*** Block opens ***

PR #550, opened 2021-08-04
Updated working config for Creality CR-10 V3

PyreDev:
Hello,

I would like to share my working config to run Marlin 2.0 on a Creality CR-10 V3 printer if it can helps others. I suggest to all CR-10 v3 owners to upgrade for Marlin 2.0 as it is adding a couple of very useful features for this machine that comes from Creality with a v1.1.6 old Marlin.
I feel like I have a new machine that's great !

Global changes : 

- Corrected the max nozzle temp as the original Creality FW. In the existing config it's limited to 240°C (260°C in Original FW)
- Residency temp time was too low and was making the machine doing a "false start" sometimes.
- The max speeds have been set down to suitable values for this machine stock.
- The max acceleration setting set down to the sames values than Original CR-10 V3 FW.
- The defauts homing/probing/park speeds have been speed up a little, this have been tested to have faster smooth movement when homing, leveling etc.. with a stock machine, accuracy of the BLTOUCH has been tested as well, with a comfortable safety margin. 
- Correction of the Change filament fonction that was set for a Bowden extruder.
- Adding and configure Level Corner Function
- Adding and configure Tramming Wizard fonction
- Adding custom menu with PARK nozzle command.
- Printing area was not centered
- Probing area was not centered to Printing area.
- Sd menu was lagging a lot.
- There was an unusable FAN2 in the menus
- CR-10 V3 status logo updated with standard LCD characters
- Added sound menu to be able to chose buzze on or off


config/examples/Creality/CR-10 V3/Configuration.h
```diff
@@ -76,7 +76,7 @@
 // @section info
 
 // Author info of this build printed to the host during boot and M115
-#define STRING_CONFIG_H_AUTHOR "Aaron Just, CR10-V3)" // Who made the changes.
+#define STRING_CONFIG_H_AUTHOR "PYRE" // Who made the changes.
```
PyreDev: Changed to me !

config/examples/Creality/CR-10 V3/Configuration.h
```diff
@@ -518,11 +518,11 @@
 //#define MAX31865_SENSOR_OHMS_1      100
 //#define MAX31865_CALIBRATION_OHMS_1 430
 
-#define TEMP_RESIDENCY_TIME          2  // (seconds) Time to wait for hotend to "settle" in M109
+#define TEMP_RESIDENCY_TIME          5  // (seconds) Time to wait for hotend to "settle" in M109
```
PyreDev, line 521: 2 sec was too low. Sometimes after starting moving, the machine was stopping again to re-heat

config/examples/Creality/CR-10 V3/Configuration.h
```diff
@@ -518,11 +518,11 @@
...
 #define TEMP_WINDOW                  1  // (°C) Temperature proximity for the "temperature reached" timer
 #define TEMP_HYSTERESIS              3  // (°C) Temperature proximity considered "close enough" to the target
 
-#define TEMP_BED_RESIDENCY_TIME      5  // (seconds) Time to wait for bed to "settle" in M190
+#define TEMP_BED_RESIDENCY_TIME      8  // (seconds) Time to wait for bed to "settle" in M190
```
PyreDev, line 525: As the residency time was too short for the hot end I also increase that one

config/examples/Creality/CR-10 V3/Configuration.h
```diff
@@ -562,7 +562,7 @@
 // Above this temperature the heater will be switched off.
 // This can protect components from overheating, but NOT from shorts and failures.
 // (Use MINTEMP for thermistor short/failure protection.)
-#define HEATER_0_MAXTEMP 255
+#define HEATER_0_MAXTEMP 275
```
PyreDev, line 565: To be able to heat at 260 according original FW

config/examples/Creality/CR-10 V3/Configuration.h
```diff
@@ -926,18 +926,18 @@
  *                                      X, Y, Z [, I [, J [, K]]], E0 [, E1[, E2...]]
  * Updated E Steps to 382.14 for CR10-V3 Direct Drive
  */
-#define DEFAULT_AXIS_STEPS_PER_UNIT   { 80.00, 80.00, 400.00, 382.14 }
+#define DEFAULT_AXIS_STEPS_PER_UNIT   { 80.00, 80.00, 400.00, 407 }
```
PyreDev, line 929: 407 works fine and is also close to the E3D extruder theoric spec.

config/examples/Creality/CR-10 V3/Configuration.h
```diff
@@ -926,18 +926,18 @@
...
 
 /**
  * Default Max Feed Rate (mm/s)
  * Override with M203
  *                                      X, Y, Z [, I [, J [, K]]], E0 [, E1[, E2...]]
  */
-#define DEFAULT_MAX_FEEDRATE          { 750, 750, 15, 75 }
+#define DEFAULT_MAX_FEEDRATE          { 200, 200, 14, 25 }
```
PyreDev, line 936: X & Y : max value for smooth operation with stock CR-10 V3
Extruder : as original Creality FW

config/examples/Creality/CR-10 V3/Configuration.h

*** Block closes ***

PROBLEM TO WORK ON
Which lines in the records above contain the string "configure"? Copy each one.

SOLUTION BELOW
- Adding and configure Level Corner Function
- Adding and configure Tramming Wizard fonction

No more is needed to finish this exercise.